As with the neighbors of the artist's building, these women from the district have little to do with contemporary art in their lives. All of them were extensively involved in a discussion with the artist about voyeurism and pornography before they felt sure to not become sexual objects. Belonging to a younger generation than the house neighbors, they were able to engage in deeper discussions on the recipient-object relationship. The courtyard of the artist's studio turns into a laboratory for examining how to break away from the track of voyeurism. Due to a recent journey to the US and his stays on Long Island, the Austrian artist developed an interest in the subject of how differently both cultures treat nudity and sexuality. Illegal nudity and babies in swimsuits on beaches catch the eye of a European, especially of someone with German-speaking background. Blinding out of genitals in the US, while the media emphasize the sexual, became the motif in the series "Couple-Self-Made."
Stein's paintings apply means of 'self-aware superficiality,' highlighting the object character of art and helping to define the paintings as props. He formulates an amused critique of art movements created by the art market or established through art history and institutions. His paintings insinuate, for example, styles of Leipziger Schule, Pop Art, surrealism, and impressionism. When shooting the pornographic paintings in his courtyard, Stein positions the lens of his analogue large-format camera at the same height of the painted motif's center -- the camera fixed between the sexual object's legs at the place of their genitals. This optical play of confusion narrows the viewer's vantage point. The position of the painter, the photographer, the model, and the viewer converge formally as well as in the work process of Stein's photography. The seemingly constant switching of roles generates surprising levels of oscillation. Through constructing a relatively simple, but multiplied perspective, these vacillations continue to vibrate.
"Couple-Couple" represents a diptych or a series of two c-prints (40"x50"), each of which depicts a woman or a man posing in front of a painting with a same sex nude. Both paintings display the nudes in a different interior space from the courtyard of the photo shoot. The painting's vocabulary reminds of the Leipziger Schule.
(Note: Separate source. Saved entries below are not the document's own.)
PR #10975, opened 2017-04-14
Bring back typelib related attributes

yizhang82:
Not strictly required for net standard 2.0 but nice to have for tlbimp created dll to not have dangling references. 

@jkotas PTAL

### DIFF
--- a/src/mscorlib/shared/System/Runtime/InteropServices/TypeLibAttributes.cs
+++ b/src/mscorlib/shared/System/Runtime/InteropServices/TypeLibAttributes.cs
@@ -6,6 +6,17 @@ using System;
 
 namespace System.Runtime.InteropServices
 {
+    [AttributeUsage(AttributeTargets.Interface, Inherited = false)]
+    public sealed class TypeLibImportClassAttribute : Attribute
+    {
+        internal String _importClassName;
+        public TypeLibImportClassAttribute(Type importClass)
+        {
+            _importClassName = importClass.ToString();
+        }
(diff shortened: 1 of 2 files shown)


jkotas:
Why not to add them to corefx instead?

yizhang82:
@jkotas I didn't consider it but that's a good point. It's unlikely we'll ever poke at them in the runtime. let me look into adding them into S.P.InteropServices. Thanks!

hseok-oh:

src/mscorlib/shared/System/Runtime/InteropServices/TypeLibAttributes.cs
```diff
@@ -0,0 +1,166 @@
...
+        internal TypeLibFuncFlags _val;
+        public TypeLibFuncAttribute(TypeLibFuncFlags flags)
+        {
+            _val = flags;
+        }
+        public TypeLibFuncAttribute(short flags)
+        {
+            _val = (TypeLibFuncFlags)flags;
+        }
+        public TypeLibFuncFlags Value { get {return _val;} }
```
danmosemsft: tiny nit -- space before `return`

yizhang82: Hmm.. desktop code was like this (this is a simply a copy/paste). Fixed.

yizhang82:
I'll open a PR on corefx side.

PR #10983, opened 2017-04-14
Revert "Strip out unused reg code. (#10741)"

danmosemsft:
This reverts commit ed4f594abf41a71b126152bb8755051d0831e12d (https://github.com/dotnet/coreclr/pull/10741) which @adiaaida has determined via a process of elimination to be the cause of the broken performance runs.

It's not immediately obvious to us why it broke them because we don't know what registry keys it's expecting to read. @adiaaida can provide a repro case to @JeremyKuhne so he can break down his change and figure out the problem. That's probably quicker than debugging all the perf infrastructure.

meantime we want the runs to work.

### DIFF
--- a/src/mscorlib/System.Private.CoreLib.csproj
+++ b/src/mscorlib/System.Private.CoreLib.csproj
@@ -86,9 +86,11 @@
   <PropertyGroup Condition="'$(OsEnvironment)' == 'Unix'">
     <DebugType>portable</DebugType>
   </PropertyGroup>
+
   <PropertyGroup Condition="'$(TargetsOSX)' == 'true'">
     <DefineConstants>PLATFORM_OSX;$(DefineConstants)</DefineConstants>
   </PropertyGroup>
+
   <!-- Assembly attributes -->
   <PropertyGroup>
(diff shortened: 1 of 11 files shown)


danmosemsft:
I undersatnd from @valenis they are looking into adding a simple perf test into the CI system so a total break like this could not get through.

adiaaida:
@dotnet-bot test ci please

adiaaida:
@dotnet-bot test windows_nt x64 perf please

danmosemsft:

@adiaaida @valenis @brianrob  is the perf tests failure unrelated? Or is it the symptom we're trying to fix?

adiaaida:
@danmosemsft Yes. The perf failure is because there are quotes in the title of your PR. I'll look into a fix to harden against that.

I've started this job manually to confirm the changes fix our issue: https://ci2.dot.net/job/dotnet_coreclr/job/perf/job/master/job/perf_perflab_Windows_NT_x64_prtest/35/

danmosemsft:
@adiaaida thanks. If the kind good please hit merge if you get a chance before I do. The arm failure is unrelated and it makes sense to ignite it given this is fixing a break.

PR #10988, opened 2017-04-15
Move Span/ReadOnlySpan to shared CoreLib partition

jkotas:
Fix a few method names to better names used in CoreRT

Contributes to https://github.com/dotnet/corert/issues/2966


src/mscorlib/src/System/Runtime/CompilerServices/jithelpers.cs
```diff
@@ -216,14 +216,7 @@ static internal PinningHelper GetPinningHelper(Object o)
         private extern static bool IsAddressInStack(IntPtr ptr);
 #endif
 
-        static internal bool ByRefLessThan<T>(ref T refA, ref T refB)
```
ahsonkhan: What is the rationale for removing this?

src/vm/mscorlib.h
```diff
@@ -828,9 +827,6 @@ DEFINE_METHOD(INTERLOCKED,          COMPARE_EXCHANGE_OBJECT,CompareExchange, SM_
 DEFINE_CLASS(PINNING_HELPER,        CompilerServices,       PinningHelper)
 DEFINE_FIELD(PINNING_HELPER,        M_DATA,                 m_data)
 
-DEFINE_CLASS(ARRAY_PINNING_HELPER,  CompilerServices,       ArrayPinningHelper)
-DEFINE_FIELD(ARRAY_PINNING_HELPER,  M_ARRAY_DATA,           m_arrayData)
```
ahsonkhan: Removing this is causing CI errors. Also it is used [here](https://github.com/dotnet/coreclr/pull/10988/files#diff-bbced44286fd2ad6bcf70fbd3c276d57R6926).

d:\j\workspace\debug_windows---17180f1b\src\vm\jitinterface.cpp(6926): error C2065: 'FIELD__ARRAY_PINNING_HELPER__M_ARRAY_DATA': undeclared identifier [D:\j\workspace\debug_windows---17180f1b\bin\obj\Windows_NT.x64.Debug\src\vm\crossgen\cee_crossgen.vcxproj]

src/mscorlib/shared/System/Span.cs
```diff
@@ -508,12 +507,9 @@ public static ReadOnlySpan<char> AsSpan(this string text)
             if (text == null)
                 ThrowHelper.ThrowArgumentNullException(ExceptionArgument.text);
 
-            return new ReadOnlySpan<char>(ref text.GetFirstCharRef(), text.Length);
+            return new ReadOnlySpan<char>(ref text.GetRawStringData(), text.Length);
         }
-    }
 
-    internal static class SpanHelper
```
ahsonkhan: Should we separate the Span/SpanHelper class into a separate file, esp since it has internal statics used by both Span and ReadOnlySpan?

src/mscorlib/src/System/Runtime/CompilerServices/jithelpers.cs
```diff
@@ -216,14 +216,7 @@ static internal PinningHelper GetPinningHelper(Object o)
...
-        {
-            // The body of this function will be replaced by the EE with unsafe code!!!
-            // See getILIntrinsicImplementation for how this happens.
-            throw new InvalidOperationException();
-        }
-
-        static internal ref T GetArrayData<T>(T[] array)
+        static internal ref byte GetRawSzArrayData(this Array array)
```
ahsonkhan: METHOD__JIT_HELPERS__GET_ARRAY_DATA and 
METHOD__JIT_HELPERS__GET_RAW_SZ_ARRAY_DATA case both point to the same [code](https://github.com/dotnet/coreclr/blob/master/src/vm/jitinterface.cpp#L6935-L6954) and yet one returns a ref T while the other returns a ref byte? How does that work?

src/mscorlib/shared/System/ReadOnlySpan.cs
```diff
@@ -57,7 +57,7 @@ public ReadOnlySpan(T[] array, int start)
             if ((uint)start > (uint)array.Length)
                 ThrowHelper.ThrowArgumentOutOfRangeException();
 
-            _pointer = new ByReference<T>(ref Unsafe.Add(ref JitHelpers.GetArrayData(array), start));
+            _pointer = new ByReference<T>(ref Unsafe.Add(ref Unsafe.As<byte, T>(ref array.GetRawSzArrayData()), start));
```
ahsonkhan: Does having to pass `ref array.GetRawSzArrayData()` to `Unsafe.As<byte, T>` incur significant performance cost?

src/mscorlib/src/System/Runtime/CompilerServices/jithelpers.cs
jkotas: Not used anywhere.

src/mscorlib/src/System/Runtime/CompilerServices/jithelpers.cs
jkotas: The IL is same for both cases because of it depends on unsafe casts.

src/mscorlib/shared/System/Span.cs
jkotas: Agree.

src/mscorlib/shared/System/ReadOnlySpan.cs
jkotas: The JITed code is the same in both cases.

src/vm/mscorlib.h
jkotas: Accidental change ... fixed.

ahsonkhan:

ahsonkhan:

ahsonkhan:
LGTM

PR #10989, opened 2017-04-15
small clean-up and bug fix in genIntToIntCast

sandreenko:
Some commits to make code clearer and make DevDiv issue fix easier.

The piece "Couple-Couple" intensifies the artist's work principle of switching roles, which he uses in his incessant analysis of the recipient-art object relationship. The format of a diptych is inherent to the theme of this work. In addition to those above-mentioned aspects of voyeurism and art as object and prop, the theme of the heterosexual couple is broken down into levels of the imaginative or projection and the real or the present. Transposing realities remains an ongoing play in Horst Stein's oeuvre.